— Что ж с того буде? — осведомился хохол.
— А — ничего не будет, — пожал плечами Промтов.
— Ничого?
— Как есть ничего!
— А поможеть воно?
— Поможет…
— Спытаю… Спасибо вам…
— На здоровьечко! — пожелал Промтов совершенно серьёзно.
Долгое молчание, хруст кавунов, шёпот детей…
— А слухайте вы, — заговорил хозяин хаты, — як того… воно не звистно вам… мабудь, краем вуха зловили вы в Петербурги або в Москви… насчёт Сибири… можно переселяться чи не можно? Бо земскiй, — бреше вiн чи справды, — бачил, що зовсiм не можно?
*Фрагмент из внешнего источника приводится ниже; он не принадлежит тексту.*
PR #7398, opened 2024-08-20
feat(preview): add experimental support for live document id sets

bjoerge:
### Description
Note: builds upon the changes in #7397 

This adds a new method `unstable_observeDocumentIdSet(groqFilter, params)`  to the preview store that supports subscribing to a _set_ of _document ids_ that matches a provided groq filter. This method returns an observable that emits a _new_ set of ids everytime a document is added or removed from the set of matching documents.

Under the hood it sets up a listener for the provided filter, upon receiving the `welcome` event it fetches the initial set of ids of matching documents,  and thereafter it patches the set based on `appear` and `disappear` transition on the listener event.

Since all we have here are document ids, and we don't now the position newly added ids, ordering can only be done based on the id itself, so this API does not include a way to specify an order with the query/filter itself.

This PR also includes a hook `useLiveDocumentSet(filter)` (also internal for now), that maps every unique id in the set to a subscription for the complete document (using `previewStore.observeDocument(id)` implmeneted in #7397) . This hook is using [rxjs-mergemap-array](https://www.npmjs.com/package/rxjs-mergemap-array) which makes sure that subscriptions to individual documents are made only once, even if the set itself changes, and also makes sure to unsubscribe documents that disappear from the set.

### What to review
Is the naming clear? I opted for "set" nomenclature to hint towards the "unordered" nature of the returned array (it _is_ sorted by default, but consumers can also decide to add new items at the start or at the end).

### Testing
These methods are only used in a feature branch for now, we'll look into some automated tests for them as we start relying on them more.

### Notes for release
n/a – internal for now

### DIFF
--- a/packages/sanity/src/core/preview/documentPreviewStore.ts
+++ b/packages/sanity/src/core/preview/documentPreviewStore.ts
@@ -1,4 +1,9 @@
-import {type MutationEvent, type SanityClient, type WelcomeEvent} from '@sanity/client'
+import {
+  type MutationEvent,
+  type QueryParams,
+  type SanityClient,
+  type WelcomeEvent,
+} from '@sanity/client'
 import {type PrepareViewOptions, type SanityDocument} from '@sanity/types'
 import {combineLatest, type Observable} from 'rxjs'
 import {distinctUntilChanged, filter, map} from 'rxjs/operators'
@@ -10,6 +15,7 @@ import {createObserveDocument} from './createObserveDocument'
 import {createPathObserver} from './createPathObserver'
 import {createPreviewObserver} from './createPreviewObserver'
 import {createObservePathsDocumentPair} from './documentPair'
+import {createDocumentIdSetObserver, type DocumentIdSetObserverState} from './liveDocumentIdSet'
 import {createObserveFields} from './observeFields'
 import {
   type ApiConfig,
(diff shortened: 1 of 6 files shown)


packages/sanity/src/core/preview/documentPreviewStore.ts
```diff
@@ -107,6 +137,10 @@ export function createDocumentPreviewStore({
     )
   }
 
+  const observeDocumentIdSet = createDocumentIdSetObserver(
+    versionedClient.withConfig({apiVersion: '2024-07-22'}),
```
pedrobonamin, line 141: Why do we need this specific version and we are not using the [default studio version](https://github.com/sanity-io/sanity/blob/preview/add-live-document-id-set/packages/sanity/src/core/studioClient.ts#L12-L13)?

pedrobonamin (approved):

packages/sanity/src/core/preview/documentPreviewStore.ts
bjoerge: Incidentally the version at the time this was written. We can probably use the default version here

bjoerge: removed version specifier in df13a0468665dfad3b15646f31f9a5313f9af51e

pedrobonamin (approved):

— Не можно! — рубит Промтов.
Хохлы переглянулись друг с другом, и хозяин пробормотал в усы себе:
— Хай им жаба в брюхо влизе!
— Не можно! — вновь объявил Промтов, и вдруг лицо его стало каким-то вдохновенным… — А потому не можно, что незачем ехать в Сибирь, когда везде земли — сколько хочешь!
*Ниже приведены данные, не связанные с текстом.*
PR #7401, opened 2024-08-20
feat(cli): use auto-updates flag in init

cngonzalez:
### Description
As we move to make auto-updates the default way of updating studios, we want to ensure that we give developers the option to maintain legacy behavior and keep to specific versions if they prefer.

This PR updates the `sanity init` command to allow a `--no-auto-updates` flag that will then be injected into the CLI configuration as `autoUpdates: true` or `autoUpdates: false`

This required a bit of refactoring of our template logic, since we previously only dealt with string variables. I've added another way of identifying the variables we're injecting, but happy to refactor if this is not ideal.

### What to review
Are there any ways in which auto-updates might be undefined? Any gotchas in the AST parser?

### Testing
I've added a test for this against Typescript -- if needed, I can repeat those tests for the other cases (Javascript, templates) but assume all will be consistent. 

(No release notes because this feature is still in beta)

### DIFF
--- a/packages/@sanity/cli/src/actions/init-project/createCliConfig.ts
+++ b/packages/@sanity/cli/src/actions/init-project/createCliConfig.ts
@@ -14,33 +14,55 @@ export default defineCliConfig({
    * Enable auto-updates for studios.
    * Learn more at https://www.sanity.io/docs/cli#auto-updates
    */
-  autoUpdates: true,
+  autoUpdates: __BOOL__autoUpdates__,
 })
 `
 
 export interface GenerateCliConfigOptions {
   projectId: string
   dataset: string
+  autoUpdates: boolean
 }
 
 export function createCliConfig(options: GenerateCliConfigOptions): string {
   const variables = options
   const template = defaultTemplate.trimStart()
   const ast = parse(template, {parser})
+
   traverse(ast, {
     StringLiteral: {
       enter({node}) {
         const value = node.value
-        if (!value.startsWith('%') || !value.endsWith('%')) {
-          return
+        if (value.startsWith('%') && value.endsWith('%')) {
+          const variableName = value.slice(1, -1) as keyof GenerateCliConfigOptions
+          if (!(variableName in variables)) {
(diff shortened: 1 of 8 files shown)


binoy14 (dismissed):
LGTM, one copy question

packages/@sanity/cli/src/commands/init/initCommand.ts
```diff
@@ -27,6 +27,7 @@ Options
   --coupon <name> Optionally select a coupon for a new project (cannot be used with --project-plan)
   --no-typescript Do not use TypeScript for template files
   --package-manager <name> Specify which package manager to use [allowed: ${allowedPackageManagersString}]
+  --no-auto-updates Disable import maps that keep your studio up-to-date with the latest Sanity versions
```
runeb, line 30:
```suggestion
  --no-auto-updates Disable auto updates of studio versions
```

packages/@sanity/cli/src/actions/init-project/createCliConfig.ts
```diff
@@ -14,33 +14,57 @@ export default defineCliConfig({
...
+          '$1',
+        ) as keyof GenerateCliConfigOptions
+        if (!(variableName in variables)) {
+          throw new Error(`Template variable '${variableName}' not defined`)
+        }
+        const value = variables[variableName]
+        if (typeof value !== 'boolean') {
+          throw new Error(`Expected boolean value for '${variableName}'`)
+        }
+        node.name = value.toString()
```
rexxars, line 67: I don't like this approach - we're relying on the fact that babel won't validate that the name is valid. This identifier node should be replaced with a Literal node.  I'll do a fix.

ricokahler (approved):
looks good! i believe this should result in right CLI config

not sure if this was suggested yet, but it seems like we're reimplementing a lot of what [babel template](https://babeljs.io/docs/babel-template) could solve but it may be more complicated with dependencies, typescript support, etc so feel free to ignore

— Та воно вирно, що для покойникiв земли везде у волю… для живых бы треба!.. — грустно заявил один хохол.
— В Петербурге решено, — торжественно продолжал Промтов, — всю землю, какая есть у крестьян и у помещиков, отобрать в казну…
Хохлы дико вытаращили на него глаза и молчали. Промтов строго осмотрел их и спросил:
— Отобрать в казну — зачем?
Молчание приняло характер напряжённый, и бедняги хохлы, казалось, вот-вот лопнут от ожидания. Я смотрел на них, едва сдерживая злобу, возбуждённую издевательством Промтова над бедняками. Но разоблачить пред ними его нахальное враньё — значило бы отдать его на избиение им. Я молчал.
— Та говорите ж, добрый чоловiк! — тихо и робко попросил один из хохлов.
— Затем отобрать, чтоб правильно разделить всю землю между крестьянами! Признано там, — Промтов ткнул рукой куда-то вбок, — что истинный хозяин земли есть крестьянин, и вот сделано распоряжение: в Сибирь не пускать, а ожидать раздела…
У одного из хохлов даже кусок кавуна вывалился из руки. Все они смотрели в рот Промтова жадными глазами и молчали, поражённые его дивной вестью. И потом — через несколько секунд — раздалось одновременно четыре восклицания:
— Мати пречиста! — истерически вздохнула «жiнка».
— А… мабудь, вы брешете?
— Та говорите ж, добрый чоловiче!
— Ось к чому цей год таки ярки зори! — убедительно воскликнул тот хохол, у которого болел хребет.
— Это — только слух, — сказал я, — может быть, всё это окажется брехнёй…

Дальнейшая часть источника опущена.